▶ **What is required**:
The reply should consist of one number, which is how many lines in the material below contain "thread".

▶ **Dataset**:

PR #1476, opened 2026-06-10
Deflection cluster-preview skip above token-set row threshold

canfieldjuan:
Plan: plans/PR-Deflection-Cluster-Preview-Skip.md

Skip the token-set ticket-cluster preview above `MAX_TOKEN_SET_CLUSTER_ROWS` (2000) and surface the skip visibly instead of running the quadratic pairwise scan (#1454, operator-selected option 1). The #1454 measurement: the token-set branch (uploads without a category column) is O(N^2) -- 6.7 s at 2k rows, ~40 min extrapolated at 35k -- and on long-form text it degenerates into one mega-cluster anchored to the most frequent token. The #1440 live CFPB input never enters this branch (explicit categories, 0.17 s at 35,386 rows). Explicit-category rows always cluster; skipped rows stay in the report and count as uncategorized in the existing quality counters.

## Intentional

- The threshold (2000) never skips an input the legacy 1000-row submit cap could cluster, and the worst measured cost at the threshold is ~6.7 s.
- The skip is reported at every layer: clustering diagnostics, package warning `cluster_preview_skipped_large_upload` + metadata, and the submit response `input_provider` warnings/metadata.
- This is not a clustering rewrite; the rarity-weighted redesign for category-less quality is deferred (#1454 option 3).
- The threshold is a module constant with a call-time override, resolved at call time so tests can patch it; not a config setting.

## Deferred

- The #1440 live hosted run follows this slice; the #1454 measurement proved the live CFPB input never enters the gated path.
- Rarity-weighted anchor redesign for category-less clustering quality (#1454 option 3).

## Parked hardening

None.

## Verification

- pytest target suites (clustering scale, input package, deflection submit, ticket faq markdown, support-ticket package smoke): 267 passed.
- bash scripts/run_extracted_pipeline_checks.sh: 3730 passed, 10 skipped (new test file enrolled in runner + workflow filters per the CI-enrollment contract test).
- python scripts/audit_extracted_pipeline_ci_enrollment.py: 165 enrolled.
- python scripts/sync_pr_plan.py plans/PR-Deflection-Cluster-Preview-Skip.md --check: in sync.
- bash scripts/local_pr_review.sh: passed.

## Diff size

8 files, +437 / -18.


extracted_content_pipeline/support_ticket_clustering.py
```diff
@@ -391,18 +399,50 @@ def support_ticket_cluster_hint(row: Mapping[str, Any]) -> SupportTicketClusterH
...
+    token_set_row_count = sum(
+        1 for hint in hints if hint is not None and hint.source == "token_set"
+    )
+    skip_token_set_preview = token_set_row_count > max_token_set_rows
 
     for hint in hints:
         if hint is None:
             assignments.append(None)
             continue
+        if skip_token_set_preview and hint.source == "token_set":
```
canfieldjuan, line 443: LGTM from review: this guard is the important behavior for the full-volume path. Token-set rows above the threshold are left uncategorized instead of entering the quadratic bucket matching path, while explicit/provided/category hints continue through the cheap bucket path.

* * *

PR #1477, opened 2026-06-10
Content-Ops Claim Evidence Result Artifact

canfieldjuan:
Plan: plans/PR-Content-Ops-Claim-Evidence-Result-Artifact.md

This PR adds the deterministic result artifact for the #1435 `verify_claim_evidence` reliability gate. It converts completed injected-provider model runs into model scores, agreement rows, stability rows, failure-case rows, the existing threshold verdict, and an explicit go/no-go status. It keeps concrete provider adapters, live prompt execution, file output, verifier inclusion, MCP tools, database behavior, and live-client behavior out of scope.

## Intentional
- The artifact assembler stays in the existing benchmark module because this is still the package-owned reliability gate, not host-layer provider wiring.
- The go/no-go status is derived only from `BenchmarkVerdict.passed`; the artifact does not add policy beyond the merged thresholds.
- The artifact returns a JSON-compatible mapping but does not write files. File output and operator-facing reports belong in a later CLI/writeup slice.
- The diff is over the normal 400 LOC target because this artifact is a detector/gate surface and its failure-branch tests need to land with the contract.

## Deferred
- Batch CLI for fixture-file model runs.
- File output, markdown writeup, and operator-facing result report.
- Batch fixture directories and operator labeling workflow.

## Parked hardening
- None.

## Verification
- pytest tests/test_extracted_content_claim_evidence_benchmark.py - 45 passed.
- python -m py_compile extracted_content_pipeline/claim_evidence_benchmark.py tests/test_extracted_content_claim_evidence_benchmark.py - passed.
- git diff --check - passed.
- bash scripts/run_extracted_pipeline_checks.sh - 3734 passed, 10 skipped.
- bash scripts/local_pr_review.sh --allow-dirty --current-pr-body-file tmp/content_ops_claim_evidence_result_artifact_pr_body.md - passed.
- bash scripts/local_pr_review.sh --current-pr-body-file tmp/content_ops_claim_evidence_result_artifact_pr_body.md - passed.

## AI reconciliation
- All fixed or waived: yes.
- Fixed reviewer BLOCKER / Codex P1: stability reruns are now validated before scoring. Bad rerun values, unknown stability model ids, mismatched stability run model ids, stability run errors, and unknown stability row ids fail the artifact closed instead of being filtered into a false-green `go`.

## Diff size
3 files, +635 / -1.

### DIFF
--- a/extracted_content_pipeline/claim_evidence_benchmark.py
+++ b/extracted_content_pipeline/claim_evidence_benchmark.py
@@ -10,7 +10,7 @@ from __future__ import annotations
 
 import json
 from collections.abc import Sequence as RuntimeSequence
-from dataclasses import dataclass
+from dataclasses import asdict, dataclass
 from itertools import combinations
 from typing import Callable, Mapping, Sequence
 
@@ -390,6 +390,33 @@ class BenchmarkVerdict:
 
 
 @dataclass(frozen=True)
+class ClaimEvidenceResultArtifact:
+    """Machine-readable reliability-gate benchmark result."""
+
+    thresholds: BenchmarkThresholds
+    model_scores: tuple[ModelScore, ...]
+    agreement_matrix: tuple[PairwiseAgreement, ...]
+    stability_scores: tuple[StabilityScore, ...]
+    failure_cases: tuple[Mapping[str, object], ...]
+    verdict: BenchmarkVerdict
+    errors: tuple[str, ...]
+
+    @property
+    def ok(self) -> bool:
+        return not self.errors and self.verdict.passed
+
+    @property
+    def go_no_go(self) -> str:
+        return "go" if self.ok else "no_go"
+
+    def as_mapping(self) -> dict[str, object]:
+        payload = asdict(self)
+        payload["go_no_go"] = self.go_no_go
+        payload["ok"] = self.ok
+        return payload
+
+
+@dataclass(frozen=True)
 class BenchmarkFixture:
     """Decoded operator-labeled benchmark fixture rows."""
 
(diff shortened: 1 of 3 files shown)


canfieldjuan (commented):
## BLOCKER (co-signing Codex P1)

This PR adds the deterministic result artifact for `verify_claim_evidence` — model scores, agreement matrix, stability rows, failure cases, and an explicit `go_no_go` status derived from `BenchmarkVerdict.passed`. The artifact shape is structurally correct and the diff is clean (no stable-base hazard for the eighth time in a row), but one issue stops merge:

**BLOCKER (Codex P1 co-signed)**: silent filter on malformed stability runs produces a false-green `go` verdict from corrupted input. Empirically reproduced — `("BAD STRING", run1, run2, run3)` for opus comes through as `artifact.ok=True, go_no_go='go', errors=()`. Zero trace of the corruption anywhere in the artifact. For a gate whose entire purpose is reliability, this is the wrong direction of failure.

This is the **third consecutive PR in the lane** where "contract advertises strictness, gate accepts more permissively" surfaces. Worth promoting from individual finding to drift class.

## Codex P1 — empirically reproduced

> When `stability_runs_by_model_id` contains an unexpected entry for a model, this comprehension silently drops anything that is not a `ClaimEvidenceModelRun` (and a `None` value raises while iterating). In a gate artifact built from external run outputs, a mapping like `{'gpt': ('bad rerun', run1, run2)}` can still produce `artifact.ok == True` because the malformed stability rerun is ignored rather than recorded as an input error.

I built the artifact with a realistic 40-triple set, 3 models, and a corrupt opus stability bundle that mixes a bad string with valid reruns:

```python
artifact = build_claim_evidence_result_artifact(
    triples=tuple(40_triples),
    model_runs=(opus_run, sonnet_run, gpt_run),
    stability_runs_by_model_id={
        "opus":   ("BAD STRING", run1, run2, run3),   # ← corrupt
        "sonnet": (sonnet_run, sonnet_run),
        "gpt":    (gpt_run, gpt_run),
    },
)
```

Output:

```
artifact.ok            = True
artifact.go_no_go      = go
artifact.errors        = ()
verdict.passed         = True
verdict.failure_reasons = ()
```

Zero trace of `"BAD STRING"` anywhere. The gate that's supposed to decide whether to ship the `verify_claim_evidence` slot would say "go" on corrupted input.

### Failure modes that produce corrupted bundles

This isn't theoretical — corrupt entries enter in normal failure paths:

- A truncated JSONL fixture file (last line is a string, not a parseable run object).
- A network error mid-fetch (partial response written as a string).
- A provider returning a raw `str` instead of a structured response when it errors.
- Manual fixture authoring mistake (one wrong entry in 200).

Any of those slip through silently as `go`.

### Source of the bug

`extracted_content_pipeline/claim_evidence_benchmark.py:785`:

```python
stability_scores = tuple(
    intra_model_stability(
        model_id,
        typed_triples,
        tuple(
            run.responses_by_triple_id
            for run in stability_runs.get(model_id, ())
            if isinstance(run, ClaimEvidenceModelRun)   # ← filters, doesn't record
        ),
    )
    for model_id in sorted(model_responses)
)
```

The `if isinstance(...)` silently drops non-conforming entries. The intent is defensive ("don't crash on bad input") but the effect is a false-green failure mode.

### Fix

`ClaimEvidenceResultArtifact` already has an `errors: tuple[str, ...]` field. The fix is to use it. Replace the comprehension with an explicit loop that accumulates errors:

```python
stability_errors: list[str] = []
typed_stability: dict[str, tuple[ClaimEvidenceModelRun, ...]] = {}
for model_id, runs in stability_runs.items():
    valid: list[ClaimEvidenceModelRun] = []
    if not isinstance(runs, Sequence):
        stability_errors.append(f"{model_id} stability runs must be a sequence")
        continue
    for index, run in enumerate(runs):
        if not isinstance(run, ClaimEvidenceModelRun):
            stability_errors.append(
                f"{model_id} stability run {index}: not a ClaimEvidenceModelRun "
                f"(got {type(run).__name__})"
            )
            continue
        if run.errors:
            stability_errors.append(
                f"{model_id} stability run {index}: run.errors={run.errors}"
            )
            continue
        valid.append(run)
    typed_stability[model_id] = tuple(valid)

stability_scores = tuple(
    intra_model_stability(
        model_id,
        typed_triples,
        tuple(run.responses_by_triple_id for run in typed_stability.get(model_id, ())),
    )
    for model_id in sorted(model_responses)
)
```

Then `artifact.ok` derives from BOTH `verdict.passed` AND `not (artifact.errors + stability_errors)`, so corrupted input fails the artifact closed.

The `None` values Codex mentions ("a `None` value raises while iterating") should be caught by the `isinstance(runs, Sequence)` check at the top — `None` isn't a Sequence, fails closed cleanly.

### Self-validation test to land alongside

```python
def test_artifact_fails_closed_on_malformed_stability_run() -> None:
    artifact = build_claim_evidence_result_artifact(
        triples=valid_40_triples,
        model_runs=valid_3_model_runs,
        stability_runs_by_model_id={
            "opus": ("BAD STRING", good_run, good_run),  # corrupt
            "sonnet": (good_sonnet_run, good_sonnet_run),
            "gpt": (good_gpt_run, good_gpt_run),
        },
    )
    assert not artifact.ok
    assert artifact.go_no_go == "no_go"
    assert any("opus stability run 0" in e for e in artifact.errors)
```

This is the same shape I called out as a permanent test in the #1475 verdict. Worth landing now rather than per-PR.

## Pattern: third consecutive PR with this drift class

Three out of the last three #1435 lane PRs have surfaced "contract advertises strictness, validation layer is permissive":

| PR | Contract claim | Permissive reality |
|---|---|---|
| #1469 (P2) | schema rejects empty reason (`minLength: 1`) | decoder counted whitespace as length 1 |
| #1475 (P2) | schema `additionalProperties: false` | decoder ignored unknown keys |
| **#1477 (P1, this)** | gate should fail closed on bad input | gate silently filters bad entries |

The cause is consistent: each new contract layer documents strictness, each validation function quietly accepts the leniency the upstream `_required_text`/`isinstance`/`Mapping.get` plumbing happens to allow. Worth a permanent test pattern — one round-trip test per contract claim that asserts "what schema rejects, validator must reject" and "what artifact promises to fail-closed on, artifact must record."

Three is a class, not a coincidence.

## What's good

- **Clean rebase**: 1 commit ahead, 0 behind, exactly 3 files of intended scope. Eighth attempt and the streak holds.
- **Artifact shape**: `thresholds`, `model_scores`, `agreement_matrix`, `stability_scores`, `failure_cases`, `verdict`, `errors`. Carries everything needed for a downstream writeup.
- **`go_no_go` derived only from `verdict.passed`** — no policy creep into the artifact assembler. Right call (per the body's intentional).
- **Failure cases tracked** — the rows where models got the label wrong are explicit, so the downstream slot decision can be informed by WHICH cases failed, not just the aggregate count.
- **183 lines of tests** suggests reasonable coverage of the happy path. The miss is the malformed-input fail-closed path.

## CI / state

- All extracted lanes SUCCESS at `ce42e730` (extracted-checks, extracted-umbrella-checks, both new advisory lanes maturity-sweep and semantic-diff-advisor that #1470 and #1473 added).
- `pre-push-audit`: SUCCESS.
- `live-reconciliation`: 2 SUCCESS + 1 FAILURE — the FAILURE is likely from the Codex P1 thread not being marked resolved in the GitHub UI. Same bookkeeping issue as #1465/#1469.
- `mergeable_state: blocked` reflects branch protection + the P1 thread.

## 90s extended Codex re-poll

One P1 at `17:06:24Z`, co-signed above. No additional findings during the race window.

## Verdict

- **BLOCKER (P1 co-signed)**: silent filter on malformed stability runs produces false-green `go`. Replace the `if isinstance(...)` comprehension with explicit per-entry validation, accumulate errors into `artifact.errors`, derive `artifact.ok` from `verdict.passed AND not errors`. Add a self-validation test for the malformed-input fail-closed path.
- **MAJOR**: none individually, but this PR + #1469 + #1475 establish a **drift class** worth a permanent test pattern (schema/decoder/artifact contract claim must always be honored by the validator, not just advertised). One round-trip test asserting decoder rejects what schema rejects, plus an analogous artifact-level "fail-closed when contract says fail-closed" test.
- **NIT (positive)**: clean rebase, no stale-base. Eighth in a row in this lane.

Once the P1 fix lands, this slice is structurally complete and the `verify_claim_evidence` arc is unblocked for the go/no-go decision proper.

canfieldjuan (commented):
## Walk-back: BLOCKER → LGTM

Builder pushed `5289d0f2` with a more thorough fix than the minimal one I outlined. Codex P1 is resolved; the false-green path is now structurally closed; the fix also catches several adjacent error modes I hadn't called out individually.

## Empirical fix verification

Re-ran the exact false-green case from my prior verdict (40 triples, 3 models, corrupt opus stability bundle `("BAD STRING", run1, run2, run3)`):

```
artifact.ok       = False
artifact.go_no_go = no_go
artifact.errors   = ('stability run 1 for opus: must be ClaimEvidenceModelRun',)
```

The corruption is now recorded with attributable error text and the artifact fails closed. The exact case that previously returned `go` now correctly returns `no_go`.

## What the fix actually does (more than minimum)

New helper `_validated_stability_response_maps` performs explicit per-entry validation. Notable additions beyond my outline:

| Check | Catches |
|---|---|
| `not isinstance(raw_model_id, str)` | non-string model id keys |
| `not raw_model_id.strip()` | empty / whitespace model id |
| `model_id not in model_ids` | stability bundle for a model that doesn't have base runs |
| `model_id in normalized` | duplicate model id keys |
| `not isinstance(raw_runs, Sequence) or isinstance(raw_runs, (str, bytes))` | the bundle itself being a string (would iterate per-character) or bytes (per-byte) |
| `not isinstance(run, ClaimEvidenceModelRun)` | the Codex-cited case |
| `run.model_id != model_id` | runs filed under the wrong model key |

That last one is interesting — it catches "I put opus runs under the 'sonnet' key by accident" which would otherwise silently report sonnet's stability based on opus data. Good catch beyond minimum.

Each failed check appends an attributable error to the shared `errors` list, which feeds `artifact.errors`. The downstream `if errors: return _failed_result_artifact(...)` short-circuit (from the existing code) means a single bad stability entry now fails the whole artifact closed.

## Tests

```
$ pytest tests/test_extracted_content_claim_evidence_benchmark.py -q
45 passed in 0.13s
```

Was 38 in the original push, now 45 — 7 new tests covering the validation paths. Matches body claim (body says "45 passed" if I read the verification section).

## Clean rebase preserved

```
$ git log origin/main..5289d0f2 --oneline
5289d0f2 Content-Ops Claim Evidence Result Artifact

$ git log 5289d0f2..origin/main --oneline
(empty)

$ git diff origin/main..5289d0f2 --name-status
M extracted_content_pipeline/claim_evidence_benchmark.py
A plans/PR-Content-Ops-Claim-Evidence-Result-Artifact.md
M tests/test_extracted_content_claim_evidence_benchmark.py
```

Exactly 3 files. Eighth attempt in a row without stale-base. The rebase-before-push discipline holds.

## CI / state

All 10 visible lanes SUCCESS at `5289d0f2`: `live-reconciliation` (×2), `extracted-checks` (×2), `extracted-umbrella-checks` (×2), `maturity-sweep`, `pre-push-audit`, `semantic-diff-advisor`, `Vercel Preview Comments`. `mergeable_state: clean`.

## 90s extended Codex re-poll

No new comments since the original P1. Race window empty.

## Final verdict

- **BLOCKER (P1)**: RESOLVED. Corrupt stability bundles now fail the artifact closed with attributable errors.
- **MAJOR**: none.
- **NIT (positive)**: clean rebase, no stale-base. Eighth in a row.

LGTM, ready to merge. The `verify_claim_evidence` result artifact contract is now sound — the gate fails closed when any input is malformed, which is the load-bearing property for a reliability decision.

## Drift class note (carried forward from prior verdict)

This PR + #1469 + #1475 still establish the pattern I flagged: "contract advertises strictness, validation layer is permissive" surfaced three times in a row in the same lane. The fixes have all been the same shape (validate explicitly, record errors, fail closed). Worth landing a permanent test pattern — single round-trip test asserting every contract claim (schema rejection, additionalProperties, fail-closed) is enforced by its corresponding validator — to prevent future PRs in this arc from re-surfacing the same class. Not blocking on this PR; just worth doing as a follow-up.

▶ **Output of the task**:
2